*** Extracted material ***

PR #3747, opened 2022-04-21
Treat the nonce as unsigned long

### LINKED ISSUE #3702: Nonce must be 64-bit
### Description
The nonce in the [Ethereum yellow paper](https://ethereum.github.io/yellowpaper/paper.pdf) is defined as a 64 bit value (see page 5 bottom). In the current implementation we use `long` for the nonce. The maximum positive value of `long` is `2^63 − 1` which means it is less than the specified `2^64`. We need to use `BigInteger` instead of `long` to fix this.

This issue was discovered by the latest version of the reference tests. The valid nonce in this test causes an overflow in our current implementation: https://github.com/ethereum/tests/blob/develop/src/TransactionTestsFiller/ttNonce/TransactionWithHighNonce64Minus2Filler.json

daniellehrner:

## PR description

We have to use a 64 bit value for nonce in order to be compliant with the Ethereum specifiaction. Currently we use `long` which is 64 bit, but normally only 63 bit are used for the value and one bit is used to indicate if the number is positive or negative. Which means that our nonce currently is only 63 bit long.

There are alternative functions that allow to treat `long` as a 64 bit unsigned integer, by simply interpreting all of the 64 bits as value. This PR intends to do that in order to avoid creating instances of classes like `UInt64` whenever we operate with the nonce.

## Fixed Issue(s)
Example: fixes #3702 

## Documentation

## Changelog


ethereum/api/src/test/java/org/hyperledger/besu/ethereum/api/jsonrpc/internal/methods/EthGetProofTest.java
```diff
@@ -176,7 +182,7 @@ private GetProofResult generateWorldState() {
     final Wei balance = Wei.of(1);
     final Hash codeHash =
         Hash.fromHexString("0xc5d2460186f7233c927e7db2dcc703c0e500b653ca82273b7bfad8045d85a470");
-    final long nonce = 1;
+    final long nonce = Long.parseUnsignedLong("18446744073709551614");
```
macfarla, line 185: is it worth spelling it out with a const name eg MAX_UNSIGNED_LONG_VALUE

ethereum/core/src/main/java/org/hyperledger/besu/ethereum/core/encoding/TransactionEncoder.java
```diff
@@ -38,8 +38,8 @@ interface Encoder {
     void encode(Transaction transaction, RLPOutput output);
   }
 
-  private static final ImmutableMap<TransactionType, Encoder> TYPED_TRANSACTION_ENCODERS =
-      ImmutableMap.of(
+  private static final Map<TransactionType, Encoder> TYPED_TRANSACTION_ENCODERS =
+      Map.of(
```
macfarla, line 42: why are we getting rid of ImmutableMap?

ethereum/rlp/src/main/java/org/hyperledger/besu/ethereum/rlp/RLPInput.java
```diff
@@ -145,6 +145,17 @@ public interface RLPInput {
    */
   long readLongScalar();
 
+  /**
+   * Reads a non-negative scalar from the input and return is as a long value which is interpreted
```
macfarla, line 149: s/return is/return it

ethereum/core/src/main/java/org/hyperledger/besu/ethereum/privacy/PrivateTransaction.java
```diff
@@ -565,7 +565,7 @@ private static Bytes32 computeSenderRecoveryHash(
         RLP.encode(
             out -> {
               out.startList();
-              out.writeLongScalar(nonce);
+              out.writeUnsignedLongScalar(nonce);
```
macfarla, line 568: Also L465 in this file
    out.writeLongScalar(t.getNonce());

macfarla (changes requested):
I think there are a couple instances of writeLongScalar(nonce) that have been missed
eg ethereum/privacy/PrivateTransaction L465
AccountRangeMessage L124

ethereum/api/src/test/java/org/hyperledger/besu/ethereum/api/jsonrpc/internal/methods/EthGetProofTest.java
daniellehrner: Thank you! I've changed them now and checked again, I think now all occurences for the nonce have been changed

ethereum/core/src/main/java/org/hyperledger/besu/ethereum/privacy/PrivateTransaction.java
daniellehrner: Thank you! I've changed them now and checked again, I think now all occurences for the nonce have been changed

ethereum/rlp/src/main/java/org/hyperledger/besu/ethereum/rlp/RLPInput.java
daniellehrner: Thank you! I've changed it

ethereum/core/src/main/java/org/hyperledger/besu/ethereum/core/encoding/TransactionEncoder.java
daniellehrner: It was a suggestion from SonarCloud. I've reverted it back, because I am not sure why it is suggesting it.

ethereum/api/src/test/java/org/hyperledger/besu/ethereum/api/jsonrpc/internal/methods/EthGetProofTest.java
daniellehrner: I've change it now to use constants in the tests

*** End of Extracted material ***

**Task to carry out**. Every line of the data is to be printed again exactly.

**Reply to the exercise**.
PR #3747, opened 2022-04-21
Treat the nonce as unsigned long

### LINKED ISSUE #3702: Nonce must be 64-bit
### Description
The nonce in the [Ethereum yellow paper](https://ethereum.github.io/yellowpaper/paper.pdf) is defined as a 64 bit value (see page 5 bottom). In the current implementation we use `long` for the nonce. The maximum positive value of `long` is `2^63 − 1` which means it is less than the specified `2^64`. We need to use `BigInteger` instead of `long` to fix this.

This issue was discovered by the latest version of the reference tests. The valid nonce in this test causes an overflow in our current implementation: https://github.com/ethereum/tests/blob/develop/src/TransactionTestsFiller/ttNonce/TransactionWithHighNonce64Minus2Filler.json

daniellehrner:

## PR description

We have to use a 64 bit value for nonce in order to be compliant with the Ethereum specifiaction. Currently we use `long` which is 64 bit, but normally only 63 bit are used for the value and one bit is used to indicate if the number is positive or negative. Which means that our nonce currently is only 63 bit long.

There are alternative functions that allow to treat `long` as a 64 bit unsigned integer, by simply interpreting all of the 64 bits as value. This PR intends to do that in order to avoid creating instances of classes like `UInt64` whenever we operate with the nonce.

## Fixed Issue(s)
Example: fixes #3702 

## Documentation

## Changelog


ethereum/api/src/test/java/org/hyperledger/besu/ethereum/api/jsonrpc/internal/methods/EthGetProofTest.java
```diff
@@ -176,7 +182,7 @@ private GetProofResult generateWorldState() {
     final Wei balance = Wei.of(1);
     final Hash codeHash =
         Hash.fromHexString("0xc5d2460186f7233c927e7db2dcc703c0e500b653ca82273b7bfad8045d85a470");
-    final long nonce = 1;
+    final long nonce = Long.parseUnsignedLong("18446744073709551614");
```
macfarla, line 185: is it worth spelling it out with a const name eg MAX_UNSIGNED_LONG_VALUE

ethereum/core/src/main/java/org/hyperledger/besu/ethereum/core/encoding/TransactionEncoder.java
```diff
@@ -38,8 +38,8 @@ interface Encoder {
     void encode(Transaction transaction, RLPOutput output);
   }
 
-  private static final ImmutableMap<TransactionType, Encoder> TYPED_TRANSACTION_ENCODERS =
-      ImmutableMap.of(
+  private static final Map<TransactionType, Encoder> TYPED_TRANSACTION_ENCODERS =
+      Map.of(
```
macfarla, line 42: why are we getting rid of ImmutableMap?

ethereum/rlp/src/main/java/org/hyperledger/besu/ethereum/rlp/RLPInput.java
```diff
@@ -145,6 +145,17 @@ public interface RLPInput {
    */
   long readLongScalar();
 
+  /**
+   * Reads a non-negative scalar from the input and return is as a long value which is interpreted
```
macfarla, line 149: s/return is/return it

ethereum/core/src/main/java/org/hyperledger/besu/ethereum/privacy/PrivateTransaction.java
```diff
@@ -565,7 +565,7 @@ private static Bytes32 computeSenderRecoveryHash(
         RLP.encode(
             out -> {
               out.startList();
-              out.writeLongScalar(nonce);
+              out.writeUnsignedLongScalar(nonce);
```
macfarla, line 568: Also L465 in this file
    out.writeLongScalar(t.getNonce());

macfarla (changes requested):
I think there are a couple instances of writeLongScalar(nonce) that have been missed
eg ethereum/privacy/PrivateTransaction L465
AccountRangeMessage L124

ethereum/api/src/test/java/org/hyperledger/besu/ethereum/api/jsonrpc/internal/methods/EthGetProofTest.java
daniellehrner: Thank you! I've changed them now and checked again, I think now all occurences for the nonce have been changed

ethereum/core/src/main/java/org/hyperledger/besu/ethereum/privacy/PrivateTransaction.java
daniellehrner: Thank you! I've changed them now and checked again, I think now all occurences for the nonce have been changed

ethereum/rlp/src/main/java/org/hyperledger/besu/ethereum/rlp/RLPInput.java
daniellehrner: Thank you! I've changed it

ethereum/core/src/main/java/org/hyperledger/besu/ethereum/core/encoding/TransactionEncoder.java
daniellehrner: It was a suggestion from SonarCloud. I've reverted it back, because I am not sure why it is suggesting it.

ethereum/api/src/test/java/org/hyperledger/besu/ethereum/api/jsonrpc/internal/methods/EthGetProofTest.java
daniellehrner: I've change it now to use constants in the tests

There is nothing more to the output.